"Let us now praise famous men and our fathers that begat us," rang out the voice of Rupert Murdoch through the journalists' church St Bride's. The irony that it should be the man credited with bringing about the demise of Fleet St when he moved his newspaper empire to Wapping in 1986, who should sound this final death knell on the street of ink, was not lost on those present.
The congregation listening to the reading from Ecclesiasticus Ch 44, Vs 1-15 included Sun editor Rebekah Wade, Times editor Robert Thomson and Daily Mail proprietor Viscount Rothermere. They had gathered at St Bride's for a service to mark the departure of the news agency Reuters from Fleet St after nearly 66 years, to join some of its longer departed fellows in Canary Wharf - the last of the great news organisations to leave the spiritual home of journalism.

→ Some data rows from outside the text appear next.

PR #7465, opened 2017-02-09
[Bug][CoreBundle] Add missing controller configuration options.

steffenbrem:
| Q               | A
| --------------- | ---
| Bug fix?        | yes |
| New feature?    | no|
| BC breaks?      | no|
| Related tickets |  |
| License         | MIT |

I noticed that the core bundle doesn't register controller services for important resources such as `product_image` etc. Since most people will need to interact with those resources, through an API for example, it is wise to let them come with a controller by default.


pjedrzejewski:
Great, thanks Steffen!

PR #7469, opened 2017-02-09
[Order][Shipment] Move sending email logic from state machines to listeners

GSadee:
| Q               | A
| --------------- | ---
| Bug fix?        | no |
| New feature?    | no |
| BC breaks?      | yes |
| Related tickets | contains #7478 and associated with #7357 |
| License         | MIT |

### DIFF
--- a/src/Sylius/Bundle/CoreBundle/Resources/config/services/listeners.xml
+++ b/src/Sylius/Bundle/CoreBundle/Resources/config/services/listeners.xml
@@ -81,6 +81,10 @@
             <argument type="service" id="sylius.email_manager.order" />
             <tag name="kernel.event_listener" event="sylius.order.post_complete" method="sendConfirmationEmail" />
         </service>
+        <service id="sylius.listener.shipment_ship" class="Sylius\Bundle\CoreBundle\EventListener\ShipmentShipListener">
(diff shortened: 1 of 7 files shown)


src/Sylius/Bundle/CoreBundle/Resources/config/services/listeners.xml
```diff
@@ -77,6 +77,14 @@
             <argument type="service" id="request_stack" />
             <tag name="kernel.event_listener" event="sylius.order.pre_complete" method="assignCustomerIpToOrder" />
         </service>
+        <service id="sylius.listener.order_complete" class="Sylius\Bundle\CoreBundle\EventListener\OrderCompleteListener">
+            <argument type="service" id="sylius.email_manager.order" />
+            <tag name="kernel.event_listener" event="sylius.order.post_complete" method="sendConfirmationEmail" />
```
pjedrzejewski: This is a wrong event. It should be checkout event, hm?

GSadee: I guess that we have checkout events with order prefix: http://docs.sylius.org/en/latest/book/orders/checkout.html#checkout-related-events

pjedrzejewski:
Thanks Grzesiu!

PR #7483, opened 2017-02-10
[Resource] Return 204 HTTP code for state machine transitions

lchrusciel:
| Q               | A
| --------------- | ---
| Bug fix?        | yes |
| New feature?    | no |
| BC breaks?      | yes |
| Related tickets |  |
| License         | MIT |

We used to return a whole serialized service for `applyStateMachineTransitionAction`. But it creates a cohesion problem when working with many transitions together. For example, when you work with checkout in API some actions returns HTTP 204, and some HTTP 200 and whole object. At the end we would have the  following actions on Order:
 * complete -> return 204 if succeed 
 * cancel -> return 200 and order object if succeed 
 * ship -> return 204 if succeed
 * complete payment -> return 200 and payment object and  if succeed 
when all of this actions mainly are making just transitions on the same order object.

With this fix, every update will return 204, and one will have to call endpoint with the `GET` method to receive 200 and object.

### DIFF
--- a/src/Sylius/Bundle/ResourceBundle/Controller/ResourceController.php
+++ b/src/Sylius/Bundle/ResourceBundle/Controller/ResourceController.php
@@ -422,7 +422,7 @@ class ResourceController extends Controller
         $this->eventDispatcher->dispatchPostEvent(ResourceActions::UPDATE, $configuration, $resource);
 
         if (!$configuration->isHtmlRequest()) {
-            return $this->viewHandler->handle($configuration, View::create($resource, Response::HTTP_OK));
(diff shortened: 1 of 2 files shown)


michalmarcinkowski:
The inconsistency is because we use either `updateAction` or `applyStateMachineTransitionAction`. Not sure about the proper solution.

Related discussion explaining why it's implemented in this way https://github.com/Sylius/Sylius/pull/5161 https://github.com/Sylius/Sylius/issues/5222

/cc @steffenbrem @bendavies

bendavies:
@lchrusciel previously said he wanted to make it configurable, i think.

lchrusciel:
@bendavies sure, I have forgotten about it. It will stay as it is, because it will require to big changes right now.

PR #7486, opened 2017-02-10
Add support for storing currency in a cookie instead of session

pamil:
| Q               | A
| --------------- | ---
| Bug fix?        | no |
| New feature?    | yes |
| BC breaks?      | yes |
| Related tickets | upgrade file in #7503 |
| License         | MIT |

DONE:
 - [x] Storage subcomponent in Resource
 - [x] Rework of currency context internals (removed currency provider concept, reduce responsibility duplication)
 - [x] Customise `StorageBasedCurrencyContext` to use any of the Resource's storages
 - [x] Upgrade file (see #7503)


src/Sylius/Bundle/ResourceBundle/Storage/CookieStorage.php
```diff
@@ -0,0 +1,124 @@
...
+use Symfony\Component\HttpFoundation\Cookie;
+use Symfony\Component\HttpFoundation\ParameterBag;
+use Symfony\Component\HttpKernel\Event\FilterResponseEvent;
+use Symfony\Component\HttpKernel\Event\GetResponseEvent;
+use Symfony\Component\HttpKernel\KernelEvents;
+
+/**
+ * @author Kamil Kokot <kamil.kokot@lakion.com>
+ */
+final class CookieStorage implements StorageInterface, EventSubscriberInterface
```
lchrusciel: Can we split this logic? I think it would be better to have CookieStorage and CookieStorageUpdater which will use it.

src/Sylius/Component/Core/Currency/CurrencyStorage.php
```diff
@@ -0,0 +1,94 @@
...
+use Sylius\Component\Currency\Model\CurrencyInterface;
+use Sylius\Component\Resource\Storage\StorageInterface;
+
+/**
+ * @author Kamil Kokot <kamil.kokot@lakion.com>
+ */
+final class CurrencyStorage implements CurrencyStorageInterface
+{
+    /**
+     * @var \Sylius\Component\Resource\Storage\StorageInterface
```
lchrusciel: Could be reduced to `StorageInterface` only

src/Sylius/Bundle/ResourceBundle/Storage/CookieStorage.php
pamil: Why? They don't have any sense without each other.

lchrusciel: Becuase we have to totally different logics in one class. Both of them could be replaced separately. Storage is a storage and could be used anywhere. And listener which just updates it is a different concept.

pamil: The one and only responsibility of cookie storage is to allow for accessing and storing values in browser's cookies - which we can get after the request is sent and set just before response is sent back.

Dividing this class into two separate ones will result in implementation leaks (we only set these cookies that aren't already set and store the existing ones separately, it's not "**just** updating"), difficulties in connecting these two together (as the cookie listener is **only** applicable to cookie storage). All of them can be used separately but it would not work correctly until they are used together.

lchrusciel: But there are two reasons why could we change this class, so for me, it violates the SRP. 
Another thing, is that cookie storage is totally valid as a separate class. We use it in currency context. And this part is just a simple storage, which could be easly replaced. But the `though` logic should be excluded from this storage and could be placed in the cookie listener. And the cookie listener is only applicable to cookie storage, but implementation of cookie storage could be replaced.

pamil: Cookie storage as a separate class fails at being cookie storage and it's an array storage (using only response cookies). There isn't any reason to replace the storage part with another implementation. 

If you want to use an external listener, you should add some additional behaviours to the storage itself, making it something more than regular `StorageInterface`:
 - populating the request cookies from the request
 - getting only the response cookies

And that's where implementation is leaking, how would you change storages then? Creating `CookieStorageInterface` extending `StorageInterface` and specifying the communication for that particular reason gives us no advantage. 

The current implementation is self-contained and has *one* responsibility - managing cookies. Feel free to contribute and propose your changes as code, not plain words.

lchrusciel: As a reviewer, I have provided you a logic reasons, why do I think it should be placed in the sperate class. It is not my duty to write it for you. You can agree with them or not. I am also not responsible for merging it or not.
Saying, that this class has _one_ responsibility is like putting all the code into the controller and saying, that this class has also only _one_ responsibility: generate the response. This class updates a storage on each request as well as providing a cookie storage behaviour (I agree, that it is not a typical one).
Anyway, I don't care about the color of your bikeshed. It is working. If it will be merged I'm ok with that. But for me, storage should be a separate class.

pamil: > It is not my duty to write it for you.

Yeah, but I really would prefer to see a real code instead of some generic concepts being thrown. Talking about code quality and proving that some approach is cleaner than the another one without hard evidence is not enough.

I'd like to see the code for the reasons mentioned before, there is a lot of glue needed between these two parts of cookie storage so I'm interested how would you deal with it.

> Saying, that this class has one responsibility is like putting all the code into the controller and saying, that this class has also only one responsibility: generate the response.

That's true at a given level of abstraction and we all rely on that abstraction successfully since the first days of Symfony or other request-response frameworks.

> This class updates a storage on each request as well as providing a cookie storage behaviour (I agree, that it is not a typical one).

Updating storage on master request and updating the response with new values are one of the parts of providing cookie storage behaviour, it would not be fulfilled without them.

pjedrzejewski:
Looks good to me, could you add it to the UPGRADE file and we are done here. :)

pamil:
@pjedrzejewski done in #7503, all green and ready to go 🎉

pjedrzejewski:
Thank you Kamil, nice work!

The rector of St Bride's, Canon David Meara, who led the service with Rabbi Helen Freeman of the West London Synagogue, said: "The press has seen this occasion in terms of the last rites of the old Fleet St and, in a sense, it is. But, in its disparate, mode Fleet St still looks very much towards us as a spiritual harbour. The evidence is that in a way newspapers value St Bride's more than ever precisely because they have lost that sense of community."
Former Daily Mirror editor Piers Morgan, who has just bought the journalists' trade journal Press Gazette and plans to move it to Fleet St, said it was "hilarious" that Murdoch had given the reading.
"I can't wait to hear Murdoch's views on why this is a sad day for Fleet St. This is not the end for Fleet St. I certainly hope with Press Gazette, which in many ways is the Fleet St newspaper, that we can bring it back."
Reuters chief executive Tom Glocer and veteran journalist Alexander Chancellor gave the addresses. Glocer paid tribute to a location that was home to "the best and the worst of British journalism".
He said: "From the 'Street of Shame' that revelled in scandal and gossip, to the street that gloried in the objective search for truth, this part of London has been home to generations of men and women who toiled with their pens and with their brains."